PROBLEM STATEMENT — When the line containing "- China (Ningxia): cn-northwest-1" appears in the entries below, begin printing there and stop after the line containing "s3/src/main/java/ch/cyberduck/core/s3/S3Protocol.java"; print each of those lines exactly and no other line.

[[ THE DATA, beginning ]]

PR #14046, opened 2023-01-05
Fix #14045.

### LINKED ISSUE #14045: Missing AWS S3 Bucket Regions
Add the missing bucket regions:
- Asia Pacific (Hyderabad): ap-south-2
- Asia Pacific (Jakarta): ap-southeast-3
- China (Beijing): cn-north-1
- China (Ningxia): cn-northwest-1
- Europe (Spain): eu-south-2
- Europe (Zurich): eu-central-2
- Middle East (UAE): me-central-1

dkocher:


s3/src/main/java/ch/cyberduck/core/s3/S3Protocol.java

[[ THE DATA, end ]]
[[ THE DATA, beginning ]]

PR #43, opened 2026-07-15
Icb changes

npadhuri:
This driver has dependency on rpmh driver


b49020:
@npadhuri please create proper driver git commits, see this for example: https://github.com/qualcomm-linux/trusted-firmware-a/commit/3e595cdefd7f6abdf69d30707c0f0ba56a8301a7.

[[ THE DATA, end ]]

FINAL ANSWER —
- China (Ningxia): cn-northwest-1
- Europe (Spain): eu-south-2
- Europe (Zurich): eu-central-2
- Middle East (UAE): me-central-1

dkocher:


s3/src/main/java/ch/cyberduck/core/s3/S3Protocol.java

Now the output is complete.